**ACTIVITY**. Check every line of the entries below for the word "latest", and copy the ones that have it.

**PROVIDED RECORDS**.
* * *
PR #4178, opened 2022-07-26
[markeng-1509-header] update header component with styled components

OlliesWorld:
- updated header component with styled components. 
- deleted scss file 
- created styles.jsx file as it is a long file

### DIFF
--- a/src/components/Header/HeaderStyles.jsx
+++ b/src/components/Header/HeaderStyles.jsx
@@ -2,9 +2,10 @@ import styled from 'styled-components';
 
 export const HeaderWrapper = styled.div`
 .navbar-v6 {
-  background-color: ${(props) => props.theme.colors.grey_00} !important;;
+  background-color: ${(props) => props.theme.colors.grey_00} !important;
   margin: 0;
   font-family: ${(props) => props.theme.fonts.Inter};
+  font-weight: 400;
 
   &.nav-primary {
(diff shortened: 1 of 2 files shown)


src/components/Header/HeaderStyles.jsx
```diff
@@ -1,17 +1,18 @@
-@import '../Shared/_variables.scss';
+import styled from 'styled-components';
 
+export const HeaderWrapper = styled.div`
 .navbar-v6 {
-  background-color: rgba(255, 255, 255, 0.32) !important;
+  background-color: ${(props) => props.theme.colors.grey_00} !important;;
```
tristandenyer, line 5: @OlliesWorld you have an extra `;` here

src/components/Header/HeaderStyles.jsx
```diff
@@ -1,17 +1,18 @@
...
   margin: 0;
-  font-family: $Inter;
+  font-family: ${(props) => props.theme.fonts.Inter};
```
tristandenyer, line 7: wherever we use `font-family: ${(props) => props.theme.fonts.Inter};`, we need to also declare its font-weight as 400 or 600.

tristandenyer (changes requested):

OlliesWorld:
I added the font weights, fix dropdown padding and changed the button styles name to a more clear description.

PR #4181, opened 2022-07-27
[markeng-1509-footer][c] update footer to use styled components

OlliesWorld:
- updated footer file to use styled components
- deleted scss file
- added theme to testing


tristandenyer (approved):

ch264 (changes requested):
There are old commits in here. Let's investigate this before merging

PR #4185, opened 2022-07-28
Develop --> Production

tristandenyer:
Release notes:
- Fixed footer runtime bug where it collapsed down to one column after pageload—only affected homepage
- updated `$borderRadius` scss variables to use 10px grid, be more inline with WWW
- 83 Docs updated
- Number of right sidebar links updated


claireriley (approved):
LGTM! ⭐

PR #4194, opened 2022-08-01
Add Comment and SingleMainWindow to Linux Desktop File

amayer5125:
Add a `Comment` which is used as a tooltip in some desktop environments and `SingleMainWindow` which signals that only one window can be opened to the Linux Desktop file example.

### DIFF
--- a/src/pages/docs/getting-started/installation-and-updates.md
+++ b/src/pages/docs/getting-started/installation-and-updates.md
@@ -97,11 +97,13 @@ Enter the following content in the file, replacing `/path/to/Downloads` with the
 [Desktop Entry]
 Encoding=UTF-8
 Name=Postman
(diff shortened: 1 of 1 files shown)


jkonrath-postman:
Hi @amayer5125, thanks for the contribution. 
I don't think this is something we want to do, given a recent change in window/tab behavior in Postman.
We've started rolling out a new feature (which is opt-out) where tabs are not shown inside Postman for individual items, and browser tabs (or windows) are used instead.
I haven't tried this in Linux yet, but I could definitely see a situation where a person would want multiple windows based on that. 
I'll ask the team, but I'm not going to pick this up. Thanks for the contribution though, and feel free to make more in the future or let us know if there are any other questions.

PR #4198, opened 2022-08-02
[markeng-1509] update footer to styled component

OlliesWorld:
- deleted .scss file
- updated footer.jsx to use styled components
- updated spec file to use theme


brandonmcastillo (commented):
LGTM

PR #4223, opened 2022-08-13
workflows(actions/checkout version) bump all workflow actions/checkout versions to v3

ArjunSharda:


jkonrath-postman:
Hi @ArjunSharda - thanks for the contribution, but we looked into this and can't change this right now:

* requires [actions runner 2.285](https://github.com/actions/runner/releases/tag/v2.285.0)
* Only a single commit is fetched by default, the action needs to be rewritten to support all commits
* is updated to the node 16 runtime (we are on node 14 -> would need to test the implications

We can look into making the changes after our next major release, but for now, I'm going to close without merge.

PR #4227, opened 2022-08-18
updated pagination to use latest linkArrow styling

tristandenyer:
* updated the pagination to use latest link Arrow styling
Screen Shot 2022-08-18 at 12 54 54


ch264 (approved):
pulled, ran, lgtm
* * *
**SOLUTION TO THE EXERCISE**.
updated pagination to use latest linkArrow styling
* updated the pagination to use latest link Arrow styling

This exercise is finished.